Although controller 38 is shown separately in the preceding embodiment, document reader 32,
It may be constructed integrally with the printer 33, workstation 34, disk memory 36, microfilm file 37, etc. Further, the buffer memory 39 is not necessarily required, and may be omitted if information read from a disk memory or the like is printed out or stored in a microfilm file in real time. Furthermore, the output of information is not limited to print output, but can also be made into a soft copy on the display of a workstation, or transmitted to other information equipment. As described above, the present invention is not limited to the above-described embodiments, and various modifications are possible.

As described above, the present invention has the effect of shortening the information search time in a conventional information storage device.

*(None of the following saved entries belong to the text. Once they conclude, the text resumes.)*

PR #1339, opened 2022-04-11
show gas estimation on buy

### LINKED ISSUE #1066: Show gas cost estimation for buy
We can display how much the tx will cost to order ( or buy dt + order for pool).  So somewhere in the use tab we can display this.

EnzoVezzaro:
- Fixes #1066 

Changes proposed in this PR:

- added gas estimation to buy

### DIFF
--- a/src/@utils/ocean.ts
+++ b/src/@utils/ocean.ts
@@ -2,6 +2,8 @@ import { ConfigHelper, LoggerInstance, Config } from '@oceanprotocol/lib'
 // import contractAddresses from '@oceanprotocol/contracts/artifacts/address.json'
 import { AbiItem } from 'web3-utils/types'
 import Web3 from 'web3'
+import { getDummyWeb3 } from './web3'
+import Decimal from 'decimal.js'
 
 export function getOceanConfig(network: string | number): Config {
   const config = new ConfigHelper().getConfig(
@@ -71,4 +73,24 @@ export async function getOceanBalance(
   } catch (e) {
     LoggerInstance.error(`ERROR: Failed to get the balance: ${e.message}`)
   }
+}
+
+export async function convertGasFeesToOcean(
+  amount: Decimal,
+  ethToOceanConversionRate: number,
+  chainId: number,
+  web3?: Web3
+): Promise<string> {
+  if (!web3) {
+    web3 = await getDummyWeb3(chainId)
+  }
+  const gasPrice = await web3.eth.getGasPrice()
+
+  const gasFee = web3.utils.fromWei((+gasPrice * +amount).toString(), 'ether')
+
+  const gasFeeOcean =
+    ethToOceanConversionRate > 0
+      ? (+gasFee / +ethToOceanConversionRate).toString()
+      : ''
+  return gasFeeOcean
 }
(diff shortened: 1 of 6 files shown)


src/@utils/order.ts
```diff
@@ -48,57 +47,153 @@ export async function order(
...
 
-  // TODO: we need to approve provider fee
+  return {
+    initializeData,
+    orderParams
+  }
+}
+
+/**
+ * Before stating the transactions, we need to initialized our provider's instance
```
claudiaHash, line 57: Here are some typos which we should correct before merging

src/@utils/ocean.ts
```diff
@@ -72,3 +74,23 @@ export async function getOceanBalance(
     LoggerInstance.error(`ERROR: Failed to get the balance: ${e.message}`)
   }
 }
+
+export async function convertGasFeesToOcean(
```
kremalicious, line 78: not sure we have to do all this conversion as making our `usePrices()` hook also deliver ETH prices is super trivial as the Coingecko API allows passing multiple token IDs, so would stay just one request. But guess we would have to refactor some places then

src/@utils/order.ts
```diff
@@ -48,57 +47,153 @@ export async function order(
...
+/**
+ * Get and execute transaction based on asset type
+ * @param web3
+ * @param asset
+ * @param accountId
+ * @param action
+ * @param orderPriceAndFees
+ * @returns {TransactionReceipt} receipt of the order / gas estimate
+ */
+async function getTransaction(
```
kremalicious, line 65: good direction centralizing this, just a note that we need to test all possible download options with this change as PR touches all of them.

Just logically, the estimations are no transactions so not sure this is the best place to hold them too

src/@utils/ocean.ts
EnzoVezzaro: Ok, I will look into it. At this level also, we'll need to make some adjustments based on changes to [`Prices.tsx`](https://github.com/oceanprotocol/market/pull/1132/files). We'll need to add the fix [here](https://github.com/oceanprotocol/market/blob/feature/issue-1066-gas-estimation-buy/src/components/Asset/AssetActions/Download.tsx#L72:L72) to make sure these calculations are done for matic too.

src/components/Asset/AssetActions/Download.tsx
```diff
@@ -53,16 +63,42 @@ export default function Download({
     setValidOrderTx(asset?.accessDetails?.validOrderTx)
     // get full price and fees
     async function init() {
+      // we only show the gas estimation if the user is connected
```
kremalicious, line 66: this sounds like it should rather be handled in its own effect after this one, which also would make this init method a bit less complex and we nicely separate concerns

src/@utils/ocean.ts
kremalicious: yup, trivial, with this in `@context/Prices`:

```js
const tokenIds = 'ocean-protocol,ethereum,matic-network'
```

we get this back:

Screen Shot 2022-04-15 at 17 03 52

Requires changing a bit data structure in `usePrices()` as it looks like though

kremalicious:
closing this, as:

- 230 lines of code are too much for this functionality
- nobody uses ETH mainnet in our market, so usefulness is questionable

PR #1342, opened 2022-04-13
add steps back history to publish

### LINKED ISSUE #1243: Using the "Back" browser functionality takes the user out of the publish flow
**Describe the bug**
Using the “back” browser functionality in step 2 of the Asset publishing goes back to the list of assets, instead of going back to the 1st step

EnzoVezzaro:
- Fixes #1243 

Changes proposed in this PR:

- handle back button with steps
- load step state on refresh


src/components/Publish/Navigation/index.tsx
```diff
@@ -1,21 +1,53 @@
...
+  const router = useRouter()
+
   const {
     values,
     errors,
     touched,
     setFieldValue
   }: FormikContextType<FormPublishData> = useFormikContext()
 
+  const queryString = window.location.search
```
kremalicious, line 18: seems to all work but just wondering if there's a way to do same thing without resorting to `window` (as this might conflict with some server-side rendering) and without having to sync more values between different places. 

Just thinking out loud, we already have a routing system going on with Next.js so we should be able to end up with URLs like `/publish/1` by using nested routes within `src/pages/`: https://nextjs.org/docs/routing/introduction

With that in place, the whole screen switching mechanism could be switched to then getting the screen page from `router.pathname` instead of using `values.user.stepCurrent` and we would not have to sync this form state with the URL query params.

claudiaHash (commented):
Not sure if this is intended but once you access the publish form, you can't go back to the home page (for instance), using the browser 'Back' functionality

EnzoVezzaro:
> Not sure if this is intended but once you access the publish form, you can't go back to the home page (for instance), using the browser 'Back' functionality

is not intended. I will check on it

claudiaHash (approved):

src/components/Publish/Navigation/index.tsx
```diff
@@ -13,7 +15,8 @@ export default function Navigation(): ReactElement {
   }: FormikContextType<FormPublishData> = useFormikContext()
 
   function handleStepClick(step: number) {
-    setFieldValue('user.stepCurrent', step)
+    // Change route to include steps
+    router.push({ pathname: `${router.pathname}`, query: { step: step } })
```
kremalicious, line 19: why do we need to set both, a pathname and a query as part of options object? As this now looks like we have 2 systems to get `step` across. Was thinking that with `publish/[step]` system we can simply do `router.push(`/publish/${step}`)` so no need to keep track of additional `query.step`, no?

EnzoVezzaro: yeah, sure. I'm not sure there's any difference as I was catching router.pathname `publish/[step]` and changing his [step] prop. But it's alright, your solution seems cleaner 👍🏽

kremalicious (approved):
awesome, works great!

[Brief explanation of drawings]

Fig. 1 is a schematic configuration diagram of a microfilm reader printer, Fig. 2 is a block diagram showing the configuration of a film type microfilm file, and Fig. 3
Figure 4 is a block diagram showing the configuration of a roll-type microfilm file, Figure 4 is a block diagram showing the configuration of a conventional electronic file system, and Figure 5 is a block diagram showing the configuration of an embodiment of the information storage device of the present invention. FIG. 6 is a flowchart explaining the operation of the embodiment shown in FIG. 32...Document reader, 33...Printer, 34...Workstation, 35...Index file, 36...Disk memory, 37
... Microfilm file, 38 ... Controller, 39 ... Buffer memory.

Claims (1)

[Claims] 1. A first information storage means that stores a plurality of pieces of information as signals and stores them in a randomly searchable state;
a second information storage means that stores a plurality of pieces of information in a randomly searchable state as a two-dimensional image independently of the information storage means; a means for outputting information from these information storage means; The control unit comprises means for controlling the output of information from the output means by managing an index of information stored in the storage means, and means for instructing the control means to output desired information. When the commanded information is stored only in the first information storage means or in the first and second information storage means, the means outputs the commanded information from the first information storage means and outputs the commanded information from the second information storage means. If the information is stored only in the means, the information is outputted from the second information storage means without going through the first information storage means, and then this information is stored in the first information storage means. An information storage device characterized by changing an index.